#### Work to be completed
When you reach the line in the data below that contains "This was done", please start repeating lines exactly, and stop after the line that contains "The procedure exit", repeating nothing else.

***

Issue #1604, opened 2019-08-12
Update private C++ toolset to 0.0.0.7


rladuca:
A new drop of private C++ tooling is available and tested on the WPF repositories (both internal and external).

We should update to these tools in both repositories.

vatsan-madhavan:
After this is fixed, the following dangling type-refs would still be left: 


- Release Builds: 
  - DirectWriteForwarder:
    - `[mscorlib] System.Runtime.CompilerServices.AssemblyAttributesGoHereM`
    - `[mscorlib] System.Runtime.CompilerServices.AssemblyAttributesGoHere`  
  - System.Printing
    - All the same problems observed in DirectWriteForwarder
    - Additional:`[System.Runtime.CompilerServices.VisualC] System.Runtime.CompilerServices.IsVolatile`
- Debug Builds:
  - DirectWriteForwarder
    - `[mscorlib] System.Runtime.CompilerServices.SuppressMergeCheckAttribute` 
    - `[System.Runtime] System.Runtime.CompilerServices.AssemblyAttributesGoHere`
    - `[mscorlib] System.Runtime.CompilerServices.AssemblyAttributesGoHereM`
    - `[mscorlib] System.Runtime.CompilerServices.AssemblyAttributesGoHere`
  - System.Printing
    - All the same problems observed in  Debug/DirectWriteForwarder
    - Additional: `[System.Runtime.CompilerServices.VisualC`

grubioe:
Reviewed during 8/13 .NET Tactics

PR #1605, opened 2019-08-12
Update c++ toolset to version 0.0.0.7

rladuca:
Addresses #1604


rladuca:
There are broader changes to make here so abandoning this in favor of @vatsan-madhavan 's branches.

PR #1933, opened 2019-09-20
Move System.Xaml.sln into System.Xaml directory

wjk:
This was done to align with the solution files in the `PresentationBuildTasks` and `WindowsBase` directories.


vatsan-madhavan:
thanks!

PR #1934, opened 2019-09-20
Remove outdated README files

wjk:
There is no longer any need to warn users about modifying the code in these directories, as it has long since been open-sourced. I have kept the warning file in the Shared directory for now, as code in the remaining native projects may well reference that code.


vatsan-madhavan:
thanks!

PR #1947, opened 2019-09-24
Fix for issue 1883

### LINKED ISSUE #1883: Copy file procedure fails in copy-wpf.ps1 file
.NET Core Version: **3.0.100-preview9-014004**
Windows version: **1903 (build SO 18362.356)**
Does the bug reproduce also in WPF for .NET Framework 4.8?: **not applicable**
 
 **Problem description:**
The macro doesn't copy the files because the source directory is targeted 3.0 yet.
 
 **Actual behavior:**
The procedure exit without any message about fail.
 
 **Expected behavior:**
 All WPF files are copyed or a message that tells the source directory doesn't exists.

Maybe I was wrong but I've commit a solution to this bug and it appears in the pull request of another bug [1761](https://github.com/dotnet/wpf/pull/1761)
 Please tell me how I should behave

Simon-IT:
More command-line messages are shown into the prompt window when the WPF file copy procedure is used. It has been modified the source directory of the binary files from 3.0 to 5.0.

Fixes #1883

### DIFF
--- a/eng/copy-wpf.ps1
+++ b/eng/copy-wpf.ps1
@@ -27,13 +27,21 @@ function Print-Usage()
     Write-Host ""
 }
 
+Write-Host "*** Copy WPF files procedure ***"
+
 $RepoRoot = Resolve-Path (Join-Path $PSScriptRoot "..")
 $Config = if ($release) { "Release" } else { "Debug" }
+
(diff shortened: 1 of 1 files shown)


stevenbrix:
Thanks for this PR @Simon-IT! I'm re-running the failed checks, just for precaution, even though there isn't anything wrong with this PR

***

#### Task output
This was done to align with the solution files in the `PresentationBuildTasks` and `WindowsBase` directories.


vatsan-madhavan:
thanks!

PR #1934, opened 2019-09-20
Remove outdated README files

wjk:
There is no longer any need to warn users about modifying the code in these directories, as it has long since been open-sourced. I have kept the warning file in the Shared directory for now, as code in the remaining native projects may well reference that code.


vatsan-madhavan:
thanks!

PR #1947, opened 2019-09-24
Fix for issue 1883

### LINKED ISSUE #1883: Copy file procedure fails in copy-wpf.ps1 file
.NET Core Version: **3.0.100-preview9-014004**
Windows version: **1903 (build SO 18362.356)**
Does the bug reproduce also in WPF for .NET Framework 4.8?: **not applicable**
 
 **Problem description:**
The macro doesn't copy the files because the source directory is targeted 3.0 yet.
 
 **Actual behavior:**
The procedure exit without any message about fail.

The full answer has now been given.